Just as long as you’re in approved areas, sure. I think the remark was refering to (lemme check…) ‘uncharted areas’. I happen to like a good scary ride now and again, too, but those whom go about turfing up virgin wilderness for the dubious thrill of being there first/leading the pack/whatever are screwing up a non-replacable resource, not to mention, in many cases, breaking the law. If you (and all of the rest of us) wish less Gov’t interferance, we’d best start acting responsible.

Hey Tranq,

We are just making hiking trails for you nature lovers. :wink:

Um, Bill-there won’t be any nature there TOO enjoy! Sheesh!

Not too mention that the wreck of the Andrea Doria is inhabited by sharks, if I’m not mistaken. At least, there are sharks in the area.

Hey Wildest Bill, I don’t use trails: When I go hiking/camping, the only one who ever knows I was there is me, and maybe the fish I ate. I make a point of non-intrusive camping, which means I carry out everything I took in (including all forms of solid waste :stuck_out_tongue: ). Leave the trail making to the Park Service: They get paid fer that.

Here’s a thought: If you like riding off-road, become a ranger! You’ll get you fill of it (and Tourists, and Thrill Seekers, and so on…). :wink:

How about BASE jumping - parachute jumping off four different things to ‘collect the set’: a bridge, a mountain or cliff, a tower or mast, and a tall building.

It’s undeniably very dangerous, with regular injuries and not a few fatalities. At most, you get a few seconds of ‘rush’ and then a rather brief and dodgy parachute descent. Plus it’s illegal (at least it is here in England. I believe it’s legal in Norway and some other places). Does anyone share my difficulty at getting inside the sort of mind that would say, “Of all the things I can do with my spare time, I’ll do something that is dangerous, deranged, illegal and at most provides about 10 seconds of the kind of excitement that comes from knowing I might die in the next minute”.

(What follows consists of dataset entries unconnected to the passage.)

Issue #3410, opened 2024-03-26
Problem with Spring Data JPA with projections, specifications and SPEL


z8manu8z:
I'm having a problem using a bean in a SPEL `@Value` expression by combining Projections and Specifications.

Example project : [spring-jpa-projections-specs.zip](https://github.com/spring-projects/spring-data-jpa/files/14759947/spring-jpa-projections-specs.zip)

In the attached project, a projection returned by a `@Query` works correctly, while a projection returned by JpaSpecificationExecutor.findBy(Specification spec) returns an error during http serialization.

CityProjection : 

`@Value("#{@projectionHelper.fullName(target.name, target.country)}")
String getFullName();`

In CityServiceImpl line 79 : 

`CityProjection = this.cityRepository.findByNameAndCountry(name, country);` => works well

`CityProjection = this.cityRepository.findBy(new Specification<City>() {
			@Override
			public Predicate toPredicate(Root<City> root, CriteriaQuery<?> query, CriteriaBuilder criteriaBuilder) {
				return null;
			}
		}, q -> q.as(CityProjection.class).firstValue());`
		
=> fails with message : 

Resolved [org.springframework.http.converter.HttpMessageNotWritableException: Could not write JSON: EL1057E: No bean resolver registered in the context to resolve access to bean 'projectionHelper']

How can I solve this ?

christophstrobl:
The fix unfortunately requires quite a few changes in the current implementation, so I'm afraid there's no easy work around for this at the moment.

z8manu8z:
@christophstrobl Ok thanks for your investigations !
I can adapt my implementation, no worry about that.
Can you show me how I can do ?

PR #3432, opened 2024-04-17
Fluent query API should use ProjectionFactory provided by the RepositoryFactory

christophstrobl:
This PR makes sure to push the `ProjectionFactory` down to the fluent query to make use of beans registered in the context. Prior to this change the fluent query variant would host its own factory not being aware of its surroundings.

Resolves: #3410

### DIFF
--- a/spring-data-jpa/src/main/java/org/springframework/data/jpa/repository/support/CrudMethodMetadata.java
+++ b/spring-data-jpa/src/main/java/org/springframework/data/jpa/repository/support/CrudMethodMetadata.java
@@ -21,6 +21,7 @@ import java.lang.reflect.Method;
 import java.util.Optional;
 
 import org.springframework.data.jpa.repository.EntityGraph;
+import org.springframework.data.projection.ProjectionFactory;
 import org.springframework.lang.Nullable;
 
 /**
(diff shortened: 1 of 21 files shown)


spring-data-jpa/src/main/java/org/springframework/data/jpa/repository/support/CrudMethodMetadata.java
```diff
@@ -85,4 +86,11 @@ public interface CrudMethodMetadata {
 	 * @since 1.9
 	 */
 	Method getMethod();
+
```
mp911de, line 89: `JpaRepositoryImplementation` provides already customization options for repository implementations. What if we evolve that concept by moving `setRepositoryMethodMetadata` and `setEscapeCharacter` methods into a new interface, that would also accept `ProjectionFactory` and let both, `JpaRepositoryImplementation` and `QuerydslJpaPredicateExecutor` implement that interface?

christophstrobl: worth exploring - also in the light of having to deal with a similar arrangement in other store modules.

Here’s another I’ve just rmemebered.

I’ve seen it on video’s and on tv and it is so mad that I figure that it must be popular with Americans, if not it will likely catch across the pond one day.

All you do is ride a motorbike up the side of a bloody great hill/mountain.Preferably somewhere in Germany or France, they seem to have a thing for it.

They have differant classes for this, from conventional trail bikes to unrestricted classes.

The unrestricted bikes have large engines, often 1100cc with very long swingarms, sometimes with two driving wheels, and this might even be hinged in the middle.

The hill is so steep that the moment you grind to a halt gravity takes over and prizes are awrded for the longest fall down the hill.
Unforunately the rider often falls, preceding the bike,which two may trade places a couple of times until one lands on top of the other.

It adds a little extra to the event when the riders are the worse for wear, but you probably need a few drinks before you lose that sense of self-preservation.